Kipling, like Kim, spoke Hindi as a child, had an English education, and then embraced India. Kipling felt orphaned in the House of Desolation; Kim was actually orphaned. Kim’s character developed as Kipling’s would have if he’d stayed in India instead of going to school in England. Though Kim seems Eurasian and has a Eurasian foster mother, he’s actually all white and finally returns to his own people. Kipling, going back to England after working on the Pioneer, discovered and reclaimed his own lost inheritance in Sussex. Like Kipling, Kim has a quick mind and intense powers of observation. Kipling compared both himself and Kim (in chapter 1) to the caliph of Baghdad and legendary hero of The Arabian Nights. As he wrote to his newspaper editor in 1886: “I am deeply interested in the queer ways and works of the people of the land. I hunt and rummage among ‘em; knowing Lahore City—that wonderful, dirty, mysterious ant-hill—blind fold and wandering through it like Haroun Al-Raschid in search of strange things.”15

Kim usually thinks and dreams in Hindi; prefers native food and eats like an Indian; sleeps curled up, native fashion; has an Oriental vagueness about time, an Eastern resignation to fate and indifference to noise; and generally borrows from all the customs of the country. But he also has a white man’s fear of snakes, a white cockiness and aggressiveness, and a white respect for order and orders. His racial amalgamation is symbolized by the kit he carries away from school: an English revolver, medicine box, and compass; an Indian robe, amulet, and begging gourd. His frequent shift from the vernacular to English and back again suggests confusion about his racial identity. In the course of the novel Kim, adept at disguises and pigmentation, dresses alternately as a Hindu, Muslim, Buddhist, and Eurasian, as well as British civilian, soldier, and schoolboy, and plays three main roles: disciple, student, and spy.

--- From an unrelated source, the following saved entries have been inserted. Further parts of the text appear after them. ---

PR #9993, opened 2026-08-24
zocl: probe CU IRQs from fpga_accelerator DT overlay

ManojTakasi:
As part of [VITIS-16571](https://jira.xilinx.com/browse/VITIS-16571) / [VITIS-16885](https://jira.xilinx.com/browse/VITIS-16885), CU interrupt routing is moving out of the static zyxclmm_drm node into a driver-agnostic fpga_accelerator node delivered with the RM .dtbo. zocl previously always obtained CU IRQs via platform_get_irq() on zyxclmm_drm at driver probe and never re-probed after a DT overlay update. This commit adds the new probe path, keeps backward compatibility, and refreshes the CU interrupt controller when an xclbin carries a PARTITION_METADATA dtbo overlay.

Created SH ticket: https://jira.xilinx.com/browse/SH-3057

Read interrupts-extended from the fpga_accelerator overlay node when present, with legacy platform_get_irq fallback, and refresh CU INTC after PARTITION_METADATA overlay apply so DFX xclbin loads pick up updated interrupt routing.

1. zocl_cu_intc_setup() If fpga_accelerator exists and has interrupts-extended, use of_irq_get(fpga_np, index); otherwise fall back to platform_get_irq(pdev, index) on zyxclmm_drm.
2. zocl_cu_intc_refresh() / zocl_cu_intc_fini() Tear down and recreate CU INTC using current live DT state.
3. zocl_edge_xclbin.c After successful PARTITION_METADATA section load, call zocl_cu_intc_refresh() before CU creation so DFX xclbin loads pick up updated overlay IRQ routing.
4. zert_cu_intc_init() / zert_cu_intc_refresh() Same fpga_accelerator probe path for ERT HW (ert_hw) platforms; delegate refresh from zocl when ert_hw is present.

low

Tested on VEK385 rev b by modifying the dtbo(included fpga_accelerator node with interrupts-extended region)

### DIFF
--- a/build/yocto.build
+++ b/build/yocto.build
@@ -1,4 +1,4 @@
 REPO_URL=https://gitenterprise.xilinx.com/ssw-devops/yocto-tagged-manifest.git
 BRANCH=master
-MANIFEST_PATH=/proj/yocto/edf/2026.2/stable/Yocto_edf_2026.2_06121253
-MANIFEST_FILE=default_06121253.xml
+MANIFEST_PATH=/proj/yocto/edf/2026.2/stable/Yocto_edf_2026.2_08182207
+MANIFEST_FILE=default_08182207.xml
--- a/src/runtime_src/core/edge/drm/zocl/common/zocl_drv.c
+++ b/src/runtime_src/core/edge/drm/zocl/common/zocl_drv.c
@@ -24,6 +24,7 @@
 #include <linux/pagemap.h>
 #include <linux/io.h>
 #include <linux/kernel.h>
+#include <linux/of.h>
 #include <linux/of_address.h>
 #include <linux/of_irq.h>
 #include <linux/poll.h>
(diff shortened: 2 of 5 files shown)


stsoe (commented):
This PR will have to be rebased after #9994 has been merged.  Or you can ignore the public github windows runner failures and merge as is.

chvamshi-xilinx (changes requested):
Please make sure below four cases are covered
	1) Zocl node is in base DT and overlay DT has "fpga-accelerator" node -> User programming overlay DT using fpgautil
	2) Zocl is part of the base DT and xclbin contains DT-Overlay which contains fpga-accelerator, XRT programs using LibDFx 
	3) Both zocl & fpga-accelerator is part of the overlay - VEK385
	4) Should be backward compatible
        5) If two xclbins are having a differrent interrupt related information

ManojTakasi:
Hi Vamshi,

I've updated the code to support case 1 as well. When zocl loads an xclbin, we now check whether an fpga_accelerator node with interrupts-extended is already present in the live device tree (e.g. applied earlier via fpgautil). If so, we call zocl_cu_intc_refresh() in addition to the existing refresh path when the xclbin carries PARTITION_METADATA. This allows zocl to pick up the latest CU IRQ routing even when loading a plain xclbin that does not contain a DT overlay section.

chvamshi-xilinx (approved):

Though Kim is called the “Little Friend of all the World,” he’s more hostile than friendly. He’s in constant conflict not only with the Russian and French enemies, but also with the Lahore police, the native boys fighting for position on the cannon Zam-Zammah, the railway clerk who tries to cheat him, the cheeky sweeper, the two chaplains of the regiment, the sergeant who restrains him, the drummer boy who guards him, the Eurasian boys at school, the villains plotting to murder Mahbub, the Hindu boy in Lurgan’s shop, and the Woman of Shamlegh.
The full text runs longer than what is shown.